[Exercise data Boundary: Start]
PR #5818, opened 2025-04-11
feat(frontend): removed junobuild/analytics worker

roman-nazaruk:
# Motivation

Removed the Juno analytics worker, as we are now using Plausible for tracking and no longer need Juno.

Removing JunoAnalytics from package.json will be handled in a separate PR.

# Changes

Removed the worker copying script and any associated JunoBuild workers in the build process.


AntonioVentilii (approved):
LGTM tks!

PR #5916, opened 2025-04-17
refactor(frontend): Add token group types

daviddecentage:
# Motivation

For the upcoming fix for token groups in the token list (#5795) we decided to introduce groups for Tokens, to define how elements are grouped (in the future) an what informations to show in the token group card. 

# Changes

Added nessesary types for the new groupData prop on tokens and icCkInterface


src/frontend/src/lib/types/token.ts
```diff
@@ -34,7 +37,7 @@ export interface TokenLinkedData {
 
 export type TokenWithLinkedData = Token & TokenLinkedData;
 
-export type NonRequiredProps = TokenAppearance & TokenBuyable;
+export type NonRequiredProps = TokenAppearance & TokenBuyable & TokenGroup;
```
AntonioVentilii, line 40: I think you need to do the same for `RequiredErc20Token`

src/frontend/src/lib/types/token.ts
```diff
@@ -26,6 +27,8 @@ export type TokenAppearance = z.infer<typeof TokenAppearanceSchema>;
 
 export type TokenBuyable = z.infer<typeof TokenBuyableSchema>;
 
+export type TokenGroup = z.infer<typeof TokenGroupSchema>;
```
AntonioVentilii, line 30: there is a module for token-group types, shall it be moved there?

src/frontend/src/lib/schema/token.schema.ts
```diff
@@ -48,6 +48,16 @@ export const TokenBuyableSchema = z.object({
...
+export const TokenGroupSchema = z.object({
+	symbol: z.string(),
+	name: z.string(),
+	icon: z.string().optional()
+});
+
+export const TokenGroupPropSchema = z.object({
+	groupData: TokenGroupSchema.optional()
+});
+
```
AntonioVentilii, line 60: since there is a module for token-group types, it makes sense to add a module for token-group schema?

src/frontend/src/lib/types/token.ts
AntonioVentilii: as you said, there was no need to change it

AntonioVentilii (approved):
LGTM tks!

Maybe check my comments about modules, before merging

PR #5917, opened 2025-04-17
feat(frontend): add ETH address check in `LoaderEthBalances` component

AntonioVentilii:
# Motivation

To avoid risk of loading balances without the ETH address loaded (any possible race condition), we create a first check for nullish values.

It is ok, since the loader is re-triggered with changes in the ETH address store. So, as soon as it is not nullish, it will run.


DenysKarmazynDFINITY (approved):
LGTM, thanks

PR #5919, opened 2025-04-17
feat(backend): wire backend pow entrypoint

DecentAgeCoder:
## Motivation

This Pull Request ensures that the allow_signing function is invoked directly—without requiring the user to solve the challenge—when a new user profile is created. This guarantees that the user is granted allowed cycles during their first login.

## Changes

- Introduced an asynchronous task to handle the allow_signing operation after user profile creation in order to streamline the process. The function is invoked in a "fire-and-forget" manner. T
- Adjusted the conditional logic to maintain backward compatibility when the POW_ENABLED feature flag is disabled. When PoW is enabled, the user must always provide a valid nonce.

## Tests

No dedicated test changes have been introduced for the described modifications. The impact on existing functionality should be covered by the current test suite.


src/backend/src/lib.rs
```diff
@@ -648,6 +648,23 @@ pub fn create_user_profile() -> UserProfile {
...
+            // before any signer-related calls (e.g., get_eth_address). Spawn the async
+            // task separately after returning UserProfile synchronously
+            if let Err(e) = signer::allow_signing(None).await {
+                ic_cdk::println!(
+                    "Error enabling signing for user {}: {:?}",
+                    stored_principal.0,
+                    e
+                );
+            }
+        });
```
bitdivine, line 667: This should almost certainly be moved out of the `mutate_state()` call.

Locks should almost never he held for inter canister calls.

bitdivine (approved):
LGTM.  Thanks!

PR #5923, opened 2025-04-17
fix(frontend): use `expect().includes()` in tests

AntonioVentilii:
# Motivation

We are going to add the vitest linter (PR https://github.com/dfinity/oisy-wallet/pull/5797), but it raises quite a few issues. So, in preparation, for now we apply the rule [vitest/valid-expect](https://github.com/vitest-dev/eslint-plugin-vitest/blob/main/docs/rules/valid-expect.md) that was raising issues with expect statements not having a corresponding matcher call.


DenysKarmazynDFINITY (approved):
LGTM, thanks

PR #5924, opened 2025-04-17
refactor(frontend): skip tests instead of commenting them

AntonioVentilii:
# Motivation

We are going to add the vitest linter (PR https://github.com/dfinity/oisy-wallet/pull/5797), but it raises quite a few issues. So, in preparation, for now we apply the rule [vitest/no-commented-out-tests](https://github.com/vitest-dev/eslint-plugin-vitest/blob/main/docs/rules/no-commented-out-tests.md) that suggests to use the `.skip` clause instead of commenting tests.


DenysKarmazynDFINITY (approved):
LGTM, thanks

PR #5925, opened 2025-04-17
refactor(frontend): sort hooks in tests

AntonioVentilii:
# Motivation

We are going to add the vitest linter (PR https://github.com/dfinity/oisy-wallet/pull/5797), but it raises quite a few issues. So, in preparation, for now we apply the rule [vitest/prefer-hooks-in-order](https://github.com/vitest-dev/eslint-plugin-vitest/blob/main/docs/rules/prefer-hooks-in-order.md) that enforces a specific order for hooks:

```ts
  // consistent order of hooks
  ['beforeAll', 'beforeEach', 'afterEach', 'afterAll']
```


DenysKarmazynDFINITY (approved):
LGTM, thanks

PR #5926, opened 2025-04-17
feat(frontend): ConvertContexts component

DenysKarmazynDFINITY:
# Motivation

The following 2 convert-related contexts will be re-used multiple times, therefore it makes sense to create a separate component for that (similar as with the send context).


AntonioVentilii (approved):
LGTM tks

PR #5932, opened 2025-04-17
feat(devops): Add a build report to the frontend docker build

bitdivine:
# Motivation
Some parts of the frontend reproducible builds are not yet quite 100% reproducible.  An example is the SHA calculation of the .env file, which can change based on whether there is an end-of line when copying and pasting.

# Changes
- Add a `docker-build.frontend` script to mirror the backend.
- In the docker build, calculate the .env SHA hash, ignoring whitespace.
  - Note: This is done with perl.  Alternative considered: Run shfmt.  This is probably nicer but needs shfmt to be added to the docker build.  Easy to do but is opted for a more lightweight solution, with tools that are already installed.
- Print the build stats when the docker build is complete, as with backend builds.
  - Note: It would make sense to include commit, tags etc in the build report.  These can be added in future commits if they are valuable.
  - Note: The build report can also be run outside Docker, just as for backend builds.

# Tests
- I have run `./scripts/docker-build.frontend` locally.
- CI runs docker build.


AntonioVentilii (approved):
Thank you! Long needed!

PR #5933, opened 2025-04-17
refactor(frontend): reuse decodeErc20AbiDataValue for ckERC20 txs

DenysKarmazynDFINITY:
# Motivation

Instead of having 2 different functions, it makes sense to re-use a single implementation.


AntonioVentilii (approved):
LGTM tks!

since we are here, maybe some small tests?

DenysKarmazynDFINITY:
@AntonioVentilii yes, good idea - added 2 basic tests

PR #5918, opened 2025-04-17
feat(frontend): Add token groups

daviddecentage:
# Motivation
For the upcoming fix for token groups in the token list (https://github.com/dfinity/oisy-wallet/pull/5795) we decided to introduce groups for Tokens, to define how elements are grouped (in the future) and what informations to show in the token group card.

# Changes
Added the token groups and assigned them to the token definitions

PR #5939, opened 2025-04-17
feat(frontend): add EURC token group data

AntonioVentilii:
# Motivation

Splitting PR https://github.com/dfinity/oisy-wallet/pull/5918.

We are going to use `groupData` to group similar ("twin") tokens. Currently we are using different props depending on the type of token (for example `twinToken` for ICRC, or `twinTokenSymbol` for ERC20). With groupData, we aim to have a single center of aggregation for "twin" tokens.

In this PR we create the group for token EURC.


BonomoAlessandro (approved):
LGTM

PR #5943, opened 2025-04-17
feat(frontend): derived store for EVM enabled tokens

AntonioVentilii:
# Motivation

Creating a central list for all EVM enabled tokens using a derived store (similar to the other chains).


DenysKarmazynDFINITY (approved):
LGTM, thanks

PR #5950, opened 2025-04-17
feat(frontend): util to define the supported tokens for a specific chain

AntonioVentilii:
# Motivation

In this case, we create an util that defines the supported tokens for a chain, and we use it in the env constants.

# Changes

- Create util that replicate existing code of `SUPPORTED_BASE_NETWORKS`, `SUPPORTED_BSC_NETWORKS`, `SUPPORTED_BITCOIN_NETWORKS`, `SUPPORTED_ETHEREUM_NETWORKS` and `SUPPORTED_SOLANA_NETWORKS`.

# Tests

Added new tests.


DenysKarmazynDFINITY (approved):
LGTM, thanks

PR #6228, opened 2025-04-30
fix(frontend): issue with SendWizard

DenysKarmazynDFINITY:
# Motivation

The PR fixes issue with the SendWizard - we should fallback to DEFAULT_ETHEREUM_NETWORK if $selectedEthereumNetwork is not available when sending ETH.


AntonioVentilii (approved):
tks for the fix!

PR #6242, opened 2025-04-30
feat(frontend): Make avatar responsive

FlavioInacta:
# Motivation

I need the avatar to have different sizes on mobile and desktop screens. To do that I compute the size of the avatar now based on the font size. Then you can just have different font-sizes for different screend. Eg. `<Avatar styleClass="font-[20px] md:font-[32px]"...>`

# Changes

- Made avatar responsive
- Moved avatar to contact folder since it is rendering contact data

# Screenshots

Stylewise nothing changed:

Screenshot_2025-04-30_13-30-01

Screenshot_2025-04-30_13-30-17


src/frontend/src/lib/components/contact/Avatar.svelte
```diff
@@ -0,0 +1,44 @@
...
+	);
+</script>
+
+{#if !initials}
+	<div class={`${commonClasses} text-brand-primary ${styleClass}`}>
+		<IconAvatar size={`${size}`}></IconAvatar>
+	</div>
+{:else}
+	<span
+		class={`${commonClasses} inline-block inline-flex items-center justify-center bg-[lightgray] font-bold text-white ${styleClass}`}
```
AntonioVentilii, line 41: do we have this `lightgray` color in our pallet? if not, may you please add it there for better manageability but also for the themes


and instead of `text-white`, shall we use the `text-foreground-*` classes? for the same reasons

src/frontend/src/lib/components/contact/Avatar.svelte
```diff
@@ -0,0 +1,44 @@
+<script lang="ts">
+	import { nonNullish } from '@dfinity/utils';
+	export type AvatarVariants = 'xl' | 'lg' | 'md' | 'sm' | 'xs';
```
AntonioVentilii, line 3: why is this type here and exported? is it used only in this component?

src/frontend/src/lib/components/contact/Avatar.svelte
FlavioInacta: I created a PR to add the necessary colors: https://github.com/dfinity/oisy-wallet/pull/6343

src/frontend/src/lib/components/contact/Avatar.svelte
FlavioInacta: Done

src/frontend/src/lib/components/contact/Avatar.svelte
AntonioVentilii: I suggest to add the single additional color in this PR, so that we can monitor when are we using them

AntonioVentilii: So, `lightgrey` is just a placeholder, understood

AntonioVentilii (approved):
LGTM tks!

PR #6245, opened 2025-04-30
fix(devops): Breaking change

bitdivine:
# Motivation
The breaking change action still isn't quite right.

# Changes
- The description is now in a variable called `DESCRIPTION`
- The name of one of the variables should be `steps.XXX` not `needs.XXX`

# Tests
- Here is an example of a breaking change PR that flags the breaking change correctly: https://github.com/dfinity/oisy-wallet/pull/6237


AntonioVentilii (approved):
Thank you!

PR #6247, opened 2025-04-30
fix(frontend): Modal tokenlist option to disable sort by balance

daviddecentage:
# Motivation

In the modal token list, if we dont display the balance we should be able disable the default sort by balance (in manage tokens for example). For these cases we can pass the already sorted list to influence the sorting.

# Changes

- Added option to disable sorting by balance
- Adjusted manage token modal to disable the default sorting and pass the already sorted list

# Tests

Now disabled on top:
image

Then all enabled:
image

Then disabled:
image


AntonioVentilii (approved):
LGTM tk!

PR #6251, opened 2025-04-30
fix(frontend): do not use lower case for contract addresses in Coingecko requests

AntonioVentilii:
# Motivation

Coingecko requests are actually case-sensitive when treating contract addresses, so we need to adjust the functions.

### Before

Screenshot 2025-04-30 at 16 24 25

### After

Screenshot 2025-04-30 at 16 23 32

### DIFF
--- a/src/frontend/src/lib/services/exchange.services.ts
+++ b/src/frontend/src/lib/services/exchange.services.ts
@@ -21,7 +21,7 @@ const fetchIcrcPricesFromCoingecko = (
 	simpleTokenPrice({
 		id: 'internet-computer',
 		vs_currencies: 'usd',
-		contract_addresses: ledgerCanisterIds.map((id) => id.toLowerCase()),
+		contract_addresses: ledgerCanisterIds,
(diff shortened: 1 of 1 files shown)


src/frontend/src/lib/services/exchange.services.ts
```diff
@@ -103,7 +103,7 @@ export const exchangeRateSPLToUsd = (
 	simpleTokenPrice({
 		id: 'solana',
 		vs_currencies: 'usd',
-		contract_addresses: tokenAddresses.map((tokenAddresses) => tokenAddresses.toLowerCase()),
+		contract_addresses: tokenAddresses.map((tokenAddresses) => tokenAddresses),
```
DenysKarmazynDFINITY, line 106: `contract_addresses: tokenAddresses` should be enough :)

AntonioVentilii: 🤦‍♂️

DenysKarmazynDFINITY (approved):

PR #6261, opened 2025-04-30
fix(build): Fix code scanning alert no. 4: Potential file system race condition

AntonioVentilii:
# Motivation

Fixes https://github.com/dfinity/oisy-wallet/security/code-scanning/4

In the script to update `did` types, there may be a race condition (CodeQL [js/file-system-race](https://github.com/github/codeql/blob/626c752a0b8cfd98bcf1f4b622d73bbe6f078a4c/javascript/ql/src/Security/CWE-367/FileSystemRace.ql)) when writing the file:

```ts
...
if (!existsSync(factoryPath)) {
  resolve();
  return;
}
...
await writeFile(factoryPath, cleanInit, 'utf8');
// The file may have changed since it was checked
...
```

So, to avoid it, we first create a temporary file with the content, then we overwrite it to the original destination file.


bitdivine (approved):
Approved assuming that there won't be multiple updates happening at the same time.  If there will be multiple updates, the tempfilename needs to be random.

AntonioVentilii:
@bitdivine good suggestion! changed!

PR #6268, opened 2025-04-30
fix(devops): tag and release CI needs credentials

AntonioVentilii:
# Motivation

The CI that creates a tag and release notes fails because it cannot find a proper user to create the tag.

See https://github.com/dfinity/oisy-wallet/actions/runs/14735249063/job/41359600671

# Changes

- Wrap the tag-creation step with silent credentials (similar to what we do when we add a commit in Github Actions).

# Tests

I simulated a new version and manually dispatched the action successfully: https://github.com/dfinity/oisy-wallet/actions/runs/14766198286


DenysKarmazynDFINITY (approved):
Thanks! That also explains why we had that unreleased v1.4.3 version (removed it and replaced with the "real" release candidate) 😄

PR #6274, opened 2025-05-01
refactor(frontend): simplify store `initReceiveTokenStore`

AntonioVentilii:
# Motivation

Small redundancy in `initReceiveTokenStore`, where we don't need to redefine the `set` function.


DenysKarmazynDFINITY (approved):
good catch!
[Exercise data Boundary: End]
> Work task: Could you show every line of the material that includes the string "related"?

> Answer to the exercise:
+            // before any signer-related calls (e.g., get_eth_address). Spawn the async
The following 2 convert-related contexts will be re-used multiple times, therefore it makes sense to create a separate component for that (similar as with the send context).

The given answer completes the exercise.